Deformation of algorithms

Question

Has there been any attempt at a general theory to describe how an algorithm can be "deformed" to solve the problem more efficiently?

For example suppose we have an algorithm (say sorting a list of numbers) which solves the problem in $O(n^2)$. Can we deform this algorithm (in the "space of algorithms") to an algorithm which solves the problem in $O(n \log(n))$ time?

My motivation for asking this questions comes from analysis where if we want to solve the equation $f(x) = 0$ one technique is to first guess an $x_0$ such that $f(x_0)$ is small, then look in the neighborhood of that $x_0$ to find $x$.

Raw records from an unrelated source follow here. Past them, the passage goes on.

PR #72, opened 2024-12-04
Correct Tulippa metadata and do a 1 min run on C4

danielelerede-oet:
Hi @siddharth-krishna, here I correct metdata for Tulipa according to the mistake we noticed from the website + I add "units of measurement" for spatial and temporal resolution in the metadata for other modelling platforms + I change the order in which "N. of variables" and "N. of constraints" are presented in the merged metadata file


siddharth-krishna:
Thanks, Daniele! Unfortunately, we had intentionally removed the units such as `nodes` so that the website could plot the runtime vs spatial/temporal resolution in the Performance Scaling page.. My thought was that these units could be added back in the frontend website code when displaying the metadata?

But perhaps it's also useful to have it in the raw metadata YAML files? If so, alternatively, we could change the website code that parses the merged metadata file to strip the units and then plot the graphs.

Also, I'm curious why we prefer to order constraints before variables? :)

danielelerede-oet:
Hi @siddharth-krishna ok, makes sense. Actually yes, it would be better to have units in metadata (Jonas also raised this point yesterday, e.g., highlighting that it's useful to have a clear indication about how spatial resolution is taken into account) but if it's easier for the moment let's just keep it as it is.
Concerning the order of constraints and variables, it was just to avoid having something like "n. of variables", "n. of constraints" and then again "n. of continuous variables" etc.

siddharth-krishna:
Thanks, Daniele. Both your points make sense, but given our Tuesday deadline, how about we just fix the temporal resolution for the Tulipa benchmarks and the order of constraints/variables in this PR and keep the remaining fixes regarding units for after Tuesday? If that sounds reasonable, I can push a commit to this branch doing that. 🙏 

(Another little hitch is that we use the values in spatial/temporal resolution fields of metadata to programmatically generate filenames, so having units or something like `N/A` (as opposed to `NA`) will result in potentially broken filenames e.g. `pypsa-eur-sec-10 nodes-N/A.lp`, so we need to fix the code in a few more places to support that.)

danielelerede-oet:
> Thanks, Daniele. Both your points make sense, but given our Tuesday deadline, how about we just fix the temporal resolution for the Tulipa benchmarks and the order of constraints/variables in this PR and keep the remaining fixes regarding units for after Tuesday? If that sounds reasonable, I can push a commit to this branch doing that. 🙏
> 
> (Another little hitch is that we use the values in spatial/temporal resolution fields of metadata to programmatically generate filenames, so having units or something like `N/A` (as opposed to `NA`) will result in potentially broken filenames e.g. `pypsa-eur-sec-10 nodes-N/A.lp`, so we need to fix the code in a few more places to support that.)

Yes, sounds totally reasonable. Ok, thank you for the explanation on `NA`, if that works better for you it's definitely not a problem for me! :)

siddharth-krishna (approved):
@danielelerede-oet @jacek-oet I added to this PR the results of running all the benchmarks with a 1 min TO on a GCP C4 VM. I'm merging this in now so that we can show these results in today's presentation, but please do review my commits when you have some time and let me know if I can make any changes/improvements. 🙏

PR #77, opened 2024-12-10
[website] Rename the size column to instance, fix size filters

jacek-oet:
image

image
image
image
image
image


siddharth-krishna (approved):
Thanks, Jacek. One more quick request: can you add the units e.g. `3 nodes` and `24h` to the values in the Sizes table in the Benchmark details page? This is not urgent, please fix the size filter first. Thanks!

siddharth-krishna (approved):

PR #79, opened 2024-12-10
Website: Add Min and Max Runtime to Results table

jacek-oet:


website/home.py
```diff
@@ -113,13 +113,19 @@ def combine_sgm_tables(df):
         runtime_values = group["Runtime (s)"]
         sgm_runtime = calculate_sgm(runtime_values)
 
+        # Calculate Min and Max Runtime
+        min_runtime = str(round(runtime_values.min(), 1))
+        max_runtime = str(round(runtime_values.max(), 1))
```
siddharth-krishna, line 118: Do we need to convert to `str`? It changes the alignment in the final table, it's better if it is a float so it is right aligned.

siddharth-krishna (commented):
Thanks, Jacek. Is it possible to remove the TO values when calculating the max runtime? Right now it's always equal to `60`s which is the TO

siddharth-krishna (approved):
Thanks!!

Issue #68, opened 2024-12-02
GLPK errors on JuMP-HiGHS MPS benchmarks


siddharth-krishna:
@jacek-oet @danielelerede-oet I notice in the results on https://github.com/open-energy-transition/solver-benchmark/pull/64 (commit [59f1e54](https://github.com/open-energy-transition/solver-benchmark/pull/64/commits/59f1e545fcadbdecd14d039ae3c1dc7e2d29149f)) that GLPK errors on all the newly added MPS benchmarks, so I ran one manually to see the problem:

```
glpsol --mps runner/benchmarks/genx-7_three_zones_w_colocated_VRE_storage-3-24h.mps 
GLPSOL--GLPK LP/MIP Solver 5.0
Parameter(s) specified in the command line:
 --mps runner/benchmarks/genx-7_three_zones_w_colocated_VRE_storage-3-24h.mps
Reading problem data from 'runner/benchmarks/genx-7_three_zones_w_colocated_VRE_storage-3-24h.mps'...
runner/benchmarks/genx-7_three_zones_w_colocated_VRE_storage-3-24h.mps:1: warning: missing model name in field 3
Objective: Obj
runner/benchmarks/genx-7_three_zones_w_colocated_VRE_storage-3-24h.mps:19573: in fixed MPS format positions 37-39 must be blank
MPS file processing error
```

I can't see anything obviously wrong in the MPS file on that line. Googling for the error message leads to this issue:
https://github.com/Pyomo/pyomo/issues/2115

But I can't understand the difference between the 2 MPS file in the OP, it looks like there are just white space differences? Any ideas what the problem could be? (cc @FabianHofmann in case you've seen this error before)
![image](https://github.com/user-attachments/assets/677a3f24-3bbd-4e47-880e-31fc54238491)

Another problem is that currently we are recording such errors like so:
```csv
Benchmark,Size,Solver,Solver Version,Solver Release Year,Status,Termination Condition,Runtime (s),Memory Usage (MB),Objective Value,Max Integrality Violation,Duality Gap
genx-1_three_zones,3-1h,glpk,5.0,2020,warning,unknown,0.3038334846496582,170.26,nan,,
```
[...]

PR #86, opened 2024-12-20
Re-run GLPK results after fixing linopy MPS format

siddharth-krishna:
The errors we were seeing with GLPK in #68 was because linopy by default calls `glpsol` with the `--mps` argument, which is for the fixed MPS format, but the JuMP-HiGHS benchmarks are using the free MPS format (`--freemps`), so I re-ran the GLPK runs by hacking linopy to use `--freemps`:
```diff
diff --git a/linopy/solvers.py b/linopy/solvers.py
index e89a6a9..2c996e3 100644
--- a/linopy/solvers.py
+++ b/linopy/solvers.py
@@ -563,7 +563,8 @@ class GLPK(Solver):
         Path(solution_fn).parent.mkdir(exist_ok=True)
 
         # TODO use --nopresol argument for non-optimal solution output
-        command = f"glpsol --{io_api} {problem_fn} --output {solution_fn} "
+        io_api_arg = "freemps" if io_api == "mps" else io_api
+        command = f"glpsol --{io_api_arg} {problem_fn} --output {solution_fn} "
         if log_fn is not None:
             command += f"--log {log_fn} "
         if warmstart_fn:
```

This PR has the new results, and I'll open a linopy PR to fix the issue in a more robust way in the new year. (FYI @FabianHofmann )

There are still a few benchmarks returning `uknown` statuses, this needs to be looked into.


danielelerede-oet (approved):
Hi Sid! Looks great, any hint about the reason why we get the `unknown` status?

siddharth-krishna:
Thanks, Daniele. In both cases, I see an error similar to the following. I suppose we can take this as a bug/error in GLPK, and leave it as is? HiGHS and SCIP are able to solve one of them successfully.
```
Solving LP relaxation...
GLPK Simplex Optimizer 5.0
5664 rows, 7218 columns, 25566 non-zeros
      0: obj =   9.127091686e+04 inf =   2.551e+02 (73)
Error: unable to factorize the basis matrix (1)
glp_intopt: cannot solve LP relaxation
```

PR #4, opened 2025-03-22
add authentication interface for login

Cazden:
Adds initial authentication layout, auth UI components and routing setup for Login, Password and 2FA pages.


src/pages/auth/Login.tsx
```diff
@@ -1,7 +1,108 @@
...
+
+  function onSubmitEmail() {
+    void navigate({ to: "/auth/password" })
+  }
+
+  function onSubmitSSO() {
+    // TODO: Handle SSO login
+  }
+
+  const renderEmailForm = () => (
```
ezekg: Is there any particular reason this is a function and not a variable?

src/pages/auth/Password.tsx
```diff
@@ -0,0 +1,137 @@
...
+      remember: false,
+    },
+  })
+
+  function onSubmitPassword() {
+    // TODO: Handle auth
+    void navigate({ to: "/auth/verify" })
+  }
+
+  const renderPasswordForm = () => (
```
ezekg: Same here. Not sure what the purpose of the function is, but lmk if it's intentional.

src/pages/auth/Verify.tsx
```diff
@@ -0,0 +1,252 @@
...
+                    name={fieldName}
+                    render={({ field }) => (
+                      <FormItem>
+                        <FormControl>
+                          <Input
+                            ref={(el) => {
+                              inputRefs.current[i] = el
+                            }}
+                            aria-invalid={error ? "true" : "false"}
+                            type="text"
```
ezekg: I think we can also add `pattern="\d"` so that mobile devices only show the numeric keyboard.

ezekg (commented):
Few comments but overall looks great. I do like that we dropped semicolons lol.

src/pages/auth/Login.tsx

Of course, I'm guessing the answers is no, but I'm sure a question similar to the above must have been posed somewhere in the literature somewhere.

Answer 1

There is no general way to do this. The "space of algorithms" is not a nice one, with a natural metric or other nice properties, unlike e.g. the real numbers. Note that even in the case of trying to solve $f(x)=0$, where your search space is $\mathbb{R}$, most algorithms work under several assumptions on $f$, e.g. continuity (there is no algorithm which can solve/approximate $f(x)=0$ for an arbitrary $f:\mathbb{R}\rightarrow\mathbb{R}$).

See the answers here, and also here for simple impossibility results regarding a general approach for optimizing the running time of an algorithm.